O que de fato caracteriza a personalidade jurídica não é ser sujeito de direitos, mas sim ser detentor de um conjunto de direitos destinados a prover uma proteção mínima à pessoa, a saber, os chamados direitos da personalidade, como o direito ao nome, à vida, à privacidade, etc. Esses direitos nascem automaticamente com o reconhecimento da personalidade e são um corolário do princípio da dignidade da pessoa humana, conforme entendimento doutrinário pacífico.

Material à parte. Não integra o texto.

PR #3665, opened 2021-12-09
Add LightGCN layer and model

KathyFeiyang:
This pull request adds implementation of LightGCN neighborhood aggregation layer, `LightGCNConv`, and LightGCN model, `LightGCN`, as proposed in "LightGCN: Simplifying and Powering Graph Convolution Network for Recommendation" [[paper](https://arxiv.org/abs/2002.02126)] [[author code](https://github.com/gusye1234/LightGCN-PyTorch)]. This pull request is submitted as part of Stanford [CS224W: Machine Learning with Graphs](http://web.stanford.edu/class/cs224w/), Autumn 2021-2022.

PR #3685, opened 2021-12-11
Implementation of LightGCN Model + Convolutional Layer + Extensive Tests

LukasHaas:
Efficient implementation of the LightGCN model and Light Graph Convolution (LGC) operator from the paper [LightGCN: Simplifying and Powering Graph Convolution Network for Recommendation](https://arxiv.org/abs/2002.02126) including test cases.

The model offers two different prediction heads for ranking and link prediction tasks as well as a matching loss function which can be used depending on the objective:

- Bayesian Personalized Ranking loss for ranking objective (needed to be implemented from scratch)
- Binary Cross-Entropy loss for link prediction objective.

Test cases for the model and convolutional layer have been added.


rusty1s:
Thank you. We also received https://github.com/pyg-team/pytorch_geometric/pull/3665. Is there a possibility to collaborate?

LukasHaas:
Yes, this is seems like a good idea.

torch_geometric/nn/models/lightgcn.py
```diff
@@ -0,0 +1,301 @@
...
+
+    def __repr__(self):
+        return (f'{self.__class__.__name__}('
+                f'num_layers={self.num_layers}, '
+                f'num_nodes={self.num_nodes}, '
+                f'embedding_dim={self.embedding_dim}, '
+                f'objective=\"{self.objective}\")')
+
+
+class BPRLoss(_Loss):
```
qcw171717, line 249: Would it be easier to move this as a bpr_loss method inside the model class?

torch_geometric/nn/models/lightgcn.py
```diff
@@ -0,0 +1,301 @@
...
+        """
+        if weights is not None:
+            assert (weights.shape == self.embeddings.shape), \
+                'Pre-computed embeddings weights must match shape of \
+                embedding layer.'
+            self.embeddings.weight.data.copy_(weights)
+
+        out = self._propagate_embeddings(edge_index)
+
+        nodes_fst = torch.index_select(out, 0, edge_label_index[0, :].long())
```
qcw171717, line 128: In the case of bipartite graph where all edges are edge_label_index, it seems that if we set edge_label_index=edge_index when no edge_label_index is passed in, we can achieve by default the behaviour of the original LightGCN implementation - please feel free to correct me here if I misunderstood the implementation. Perhaps adding a default value for edge_label_index is more intuitive for users who are familiar with the original paper but not so much with the feature added by this PR.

Há, portanto, uma distinção entre os conceitos de personalidade, capacidade e sujeito de direitos, mesmo considerando que tais institutos mantém uma relação de intimidade entre si. Tal distinção pode ser descrita como segue:

1. Personalidade jurídica, que implica a aptidão de ser sujeito de direitos (mas não o contrário), vide o art.1º do Código Civil: “Toda pessoa é capaz de direitos e deveres na ordem civil”. A personalidade se distingue essencialmente pela presença dos direitos da personalidade;
2. Capacidade jurídica, que se divide na aptidão genérica de ser sujeito de direitos (capacidade de direito), que toda pessoa possui, e na aptidão para titularizar tais direitos pessoalmente, sem a intermediação de outrem (capacidade de fato ou de exercício). Veja que a capacidade não dá ensejo, por si só, aos direitos da personalidade;
3. Sujeito de direitos, que é a qualidade do ente que titulariza situações jurídicas, não implicando personalidade.

Para facilitar o entendimento, podemos realizar um exercício de tentar qualificar alguns entes, verificando quais das qualidades citadas acima estão presentes. Inicialmente, um exemplo simples: a) um homem adulto são: Ele possui personalidade e capacidade, sendo, por óbvio, como consequência dos dois primeiros, apto a ser sujeito de direitos; b) um homem adulto insano: neste caso, trata-se de pessoa, porém não há capacidade (de fato); c) um adolescente de 16 anos de idade: é uma pessoa relativamente capaz, pois possui algumas limitações quanto a certos atos civis ou à maneira de exercê-los; d) uma criança: é pessoa, porém incapaz (de fato), visto que não pode praticar pessoalmente atos da vida civil; e) massa falida: por óbvio, não é pessoa, porém possui capacidade jurídica, com a consequente aptidão de ser sujeito de direitos.

É possível concluir que há pessoas capazes, pessoas que não são capazes, entes que são capazes, mas não são pessoas, etc. A pergunta que resta é: e quanto ao nascituro? Os adeptos do concepcionismo afirmam que se trata de pessoa, mesmo que incapaz, mas, como se tentará mostrar, essa noção advém de uma confusão entres os conceitos explicados acima.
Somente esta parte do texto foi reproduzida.